MK menegaskan: “Polisi aktif tidak boleh menduduki jabatan sipil yang bukan fungsi kepolisian.

Kesimpulan: aturan Polri masih bertentangan dengan tafsir MK.

3. Perpol 10 Tahun 2025 Tidak Menjelaskan Mekanisme Merit

Peraturan Kapolri Nomor 10 Tahun 2025 memperbolehkan anggota Polri aktif ditempatkan pada 17 kementerian/lembaga, termasuk:

  • KPK

  • OJK

  • PPATK

  • BNN

  • BIN

  • BNPT

  • BSSN

  • ATR/BPN

  • Kemenkumham
    dan lain-lain.

Namun Perpol ini tidak memuat parameter merit.

Perpol hanya menyebutkan, secara umum:

  • penempatan dilakukan jika ada permintaan lembaga,

  • jabatan bisa manajerial atau nonmanajerial,

  • penempatan berkaitan dengan fungsi kepolisian.

Tetapi belum ada Peraturan Pemerintah atau Permenpan-RB sebagai turunan yang menjawab secara tegas, sehingga menimbulkan pertanyaan: “Apa mekanisme pengisian jabatan itu? Merit atau penunjukan?”

Langkah Selanjutnya Pemerintah dan Polri Dinilai Masih Kabur

Penerapan Perpol Nomor 10 Tahun 2025 ini diprediksi akan membawa dampak besar bagi tata kelola institusi sipil di Indonesia, tetapi hingga kini pemerintah belum menunjukkan peta jalan yang jelas.
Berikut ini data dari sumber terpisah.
PR #254, opened 2019-02-19
test/parsec: replay final parsec state for benchmark: no fake request

jeanphilippeD:
We now generate the benchmarks dump-graphs when parsec is dropped.
We no longer need to create a fake request to replay all needed events.
We now have all the consensus history.

Ensure that we can regenerate replayable test cases even with bigger
changes to the algorithm.
Simplify generating routing test case as it is now obvious which ones to
pick (add missing 2 test cases).

Performance results:
minimal                0.6421 ms
static                 2.4734 ms
dynamic                1.1264 ms
a_node4_opaque_evt8    1.3140 ms
a_node8_opaque_evt8    7.1394 ms
a_node16_opaque_evt8   45.464 ms
a_node32_opaque_evt8   481.09 ms
a_node48_opaque_evt8   1256.7 ms
a_node4_opaque_evt16   2.6595 ms
a_node8_opaque_evt16   20.478 ms
a_node16_opaque_evt16  121.96 ms
a_node32_opaque_evt16  987.09 ms
a_node48_opaque_evt16  4741.7 ms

Anggota Polri yang ditempatkan pada jabatan sipil tetap membawa struktur komando Polri, sehingga adaptasi terhadap kultur birokrasi dan prinsip independensi lembaga masih menjadi pertanyaan besar.

Sejauh ini, pemerintah dan Polri belum memaparkan secara rinci aturan turunan mengenai:

  • mekanisme seleksi,

  • indikator kebutuhan jabatan,

  • durasi penugasan,

  • batas wewenang,

  • hak dan kewajiban personel, serta

  • sistem pengawasan dan evaluasi.

Tanpa penjelasan formal, kebijakan ini menuai kekhawatiran publik. Terlebih, hingga berita ini diturunkan, Polri belum memberikan klarifikasi resmi ketika dihubungi Kompas.com terkait implementasi aturan ini.

Ketiadaan detail itu menguatkan kritik bahwa Perpol ini bisa membuka ruang politisasi jabatan sipil, memperluas dominasi aparat keamanan dalam struktur pemerintahan, sekaligus mengurangi independensi lembaga negara yang sensitif seperti KPK, PPATK, atau OJK.